- _EXTRACTED ENTRIES_:
*****
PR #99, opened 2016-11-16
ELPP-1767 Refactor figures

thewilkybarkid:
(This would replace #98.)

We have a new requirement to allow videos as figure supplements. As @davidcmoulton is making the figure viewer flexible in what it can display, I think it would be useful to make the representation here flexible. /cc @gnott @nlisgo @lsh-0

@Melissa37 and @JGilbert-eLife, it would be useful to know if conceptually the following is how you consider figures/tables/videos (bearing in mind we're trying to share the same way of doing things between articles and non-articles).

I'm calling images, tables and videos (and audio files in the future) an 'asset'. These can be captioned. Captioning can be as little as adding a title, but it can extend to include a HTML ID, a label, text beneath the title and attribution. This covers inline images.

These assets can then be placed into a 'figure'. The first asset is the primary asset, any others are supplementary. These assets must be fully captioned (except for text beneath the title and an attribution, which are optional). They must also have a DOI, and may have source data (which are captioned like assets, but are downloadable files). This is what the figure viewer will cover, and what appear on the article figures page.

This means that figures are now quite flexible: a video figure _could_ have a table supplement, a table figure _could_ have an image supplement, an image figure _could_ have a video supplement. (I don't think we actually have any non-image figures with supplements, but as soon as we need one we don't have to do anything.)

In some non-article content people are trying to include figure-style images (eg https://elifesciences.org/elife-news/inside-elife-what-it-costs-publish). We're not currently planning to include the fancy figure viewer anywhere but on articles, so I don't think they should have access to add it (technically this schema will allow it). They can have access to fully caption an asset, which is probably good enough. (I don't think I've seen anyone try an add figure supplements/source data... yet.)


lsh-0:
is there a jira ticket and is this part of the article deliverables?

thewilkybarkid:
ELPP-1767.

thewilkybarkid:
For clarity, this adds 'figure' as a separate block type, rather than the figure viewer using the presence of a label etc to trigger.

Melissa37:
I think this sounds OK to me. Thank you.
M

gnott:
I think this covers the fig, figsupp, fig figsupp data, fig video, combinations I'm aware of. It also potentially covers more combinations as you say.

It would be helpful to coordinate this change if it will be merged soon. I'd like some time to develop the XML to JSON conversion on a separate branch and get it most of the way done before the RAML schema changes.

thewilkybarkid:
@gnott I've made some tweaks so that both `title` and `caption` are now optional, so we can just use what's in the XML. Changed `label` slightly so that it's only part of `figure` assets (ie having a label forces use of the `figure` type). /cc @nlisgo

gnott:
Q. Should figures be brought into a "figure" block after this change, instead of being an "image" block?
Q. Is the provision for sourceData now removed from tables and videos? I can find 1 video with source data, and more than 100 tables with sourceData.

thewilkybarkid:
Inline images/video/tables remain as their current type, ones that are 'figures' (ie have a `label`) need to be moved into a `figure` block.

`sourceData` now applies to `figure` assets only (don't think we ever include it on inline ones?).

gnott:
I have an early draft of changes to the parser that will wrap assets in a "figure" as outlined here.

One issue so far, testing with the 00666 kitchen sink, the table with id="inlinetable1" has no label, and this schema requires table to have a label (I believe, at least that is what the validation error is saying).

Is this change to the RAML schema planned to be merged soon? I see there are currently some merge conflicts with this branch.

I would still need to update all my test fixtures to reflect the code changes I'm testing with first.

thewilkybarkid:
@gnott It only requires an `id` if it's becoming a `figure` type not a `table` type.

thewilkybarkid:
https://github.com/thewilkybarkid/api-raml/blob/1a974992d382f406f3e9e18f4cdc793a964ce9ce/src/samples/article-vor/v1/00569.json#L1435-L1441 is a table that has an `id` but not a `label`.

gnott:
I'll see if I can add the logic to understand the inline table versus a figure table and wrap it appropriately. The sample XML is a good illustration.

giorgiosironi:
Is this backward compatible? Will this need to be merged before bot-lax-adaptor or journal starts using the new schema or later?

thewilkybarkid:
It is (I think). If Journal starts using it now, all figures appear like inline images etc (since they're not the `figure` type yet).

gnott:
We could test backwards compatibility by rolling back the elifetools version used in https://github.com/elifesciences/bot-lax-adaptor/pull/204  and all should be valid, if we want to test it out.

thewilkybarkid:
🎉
*****
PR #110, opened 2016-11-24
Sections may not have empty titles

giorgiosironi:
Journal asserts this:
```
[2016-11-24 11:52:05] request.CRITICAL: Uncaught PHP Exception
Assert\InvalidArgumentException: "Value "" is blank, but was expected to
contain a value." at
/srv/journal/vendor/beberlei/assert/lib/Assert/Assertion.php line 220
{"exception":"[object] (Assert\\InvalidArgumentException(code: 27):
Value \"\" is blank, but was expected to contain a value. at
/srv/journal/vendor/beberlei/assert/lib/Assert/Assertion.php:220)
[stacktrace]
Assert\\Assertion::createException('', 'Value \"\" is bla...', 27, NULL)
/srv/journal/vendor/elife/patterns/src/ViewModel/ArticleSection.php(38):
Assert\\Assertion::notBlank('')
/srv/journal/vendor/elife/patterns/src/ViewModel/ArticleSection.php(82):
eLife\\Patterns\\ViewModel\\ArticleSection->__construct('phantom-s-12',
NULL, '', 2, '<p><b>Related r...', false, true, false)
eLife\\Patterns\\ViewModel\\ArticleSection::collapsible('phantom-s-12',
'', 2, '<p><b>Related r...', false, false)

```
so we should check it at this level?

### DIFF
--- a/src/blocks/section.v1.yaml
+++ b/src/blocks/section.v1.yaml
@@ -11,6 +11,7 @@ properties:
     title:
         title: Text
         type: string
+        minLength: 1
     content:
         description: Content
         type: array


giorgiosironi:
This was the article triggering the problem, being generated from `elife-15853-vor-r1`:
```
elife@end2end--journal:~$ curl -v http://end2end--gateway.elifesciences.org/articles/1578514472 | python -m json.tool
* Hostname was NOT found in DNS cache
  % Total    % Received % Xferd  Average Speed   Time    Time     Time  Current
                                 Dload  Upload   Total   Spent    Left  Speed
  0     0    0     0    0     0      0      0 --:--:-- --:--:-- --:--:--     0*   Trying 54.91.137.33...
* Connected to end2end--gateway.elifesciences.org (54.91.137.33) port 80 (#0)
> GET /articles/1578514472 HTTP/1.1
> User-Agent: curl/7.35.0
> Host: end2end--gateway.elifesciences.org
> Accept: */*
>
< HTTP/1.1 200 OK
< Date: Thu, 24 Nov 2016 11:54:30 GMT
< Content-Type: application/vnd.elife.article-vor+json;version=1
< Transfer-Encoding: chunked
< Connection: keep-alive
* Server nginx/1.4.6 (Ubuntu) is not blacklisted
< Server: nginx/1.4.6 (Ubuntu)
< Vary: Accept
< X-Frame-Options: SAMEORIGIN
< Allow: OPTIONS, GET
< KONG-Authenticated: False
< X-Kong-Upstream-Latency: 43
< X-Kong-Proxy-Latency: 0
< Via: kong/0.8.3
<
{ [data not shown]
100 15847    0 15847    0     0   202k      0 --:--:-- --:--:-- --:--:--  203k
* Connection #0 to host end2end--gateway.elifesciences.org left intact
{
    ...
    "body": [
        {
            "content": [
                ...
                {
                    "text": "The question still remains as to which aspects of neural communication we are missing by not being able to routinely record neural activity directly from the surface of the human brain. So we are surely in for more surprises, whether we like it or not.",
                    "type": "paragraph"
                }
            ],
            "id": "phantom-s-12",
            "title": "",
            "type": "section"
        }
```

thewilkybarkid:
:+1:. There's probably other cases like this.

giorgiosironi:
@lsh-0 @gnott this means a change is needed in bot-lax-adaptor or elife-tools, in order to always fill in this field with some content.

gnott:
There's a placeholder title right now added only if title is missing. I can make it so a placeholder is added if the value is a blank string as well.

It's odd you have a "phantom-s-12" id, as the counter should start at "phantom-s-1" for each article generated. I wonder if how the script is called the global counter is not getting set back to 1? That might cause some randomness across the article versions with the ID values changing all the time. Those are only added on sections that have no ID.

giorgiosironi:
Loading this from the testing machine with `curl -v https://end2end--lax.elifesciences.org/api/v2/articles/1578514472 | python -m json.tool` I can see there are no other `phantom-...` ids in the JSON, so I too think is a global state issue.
*****
- _TASK TO CARRY OUT_: Lines containing "being" in the listing: how many are there? Answer with the number only.

- _SOLUTION TO THE EXERCISE_: 3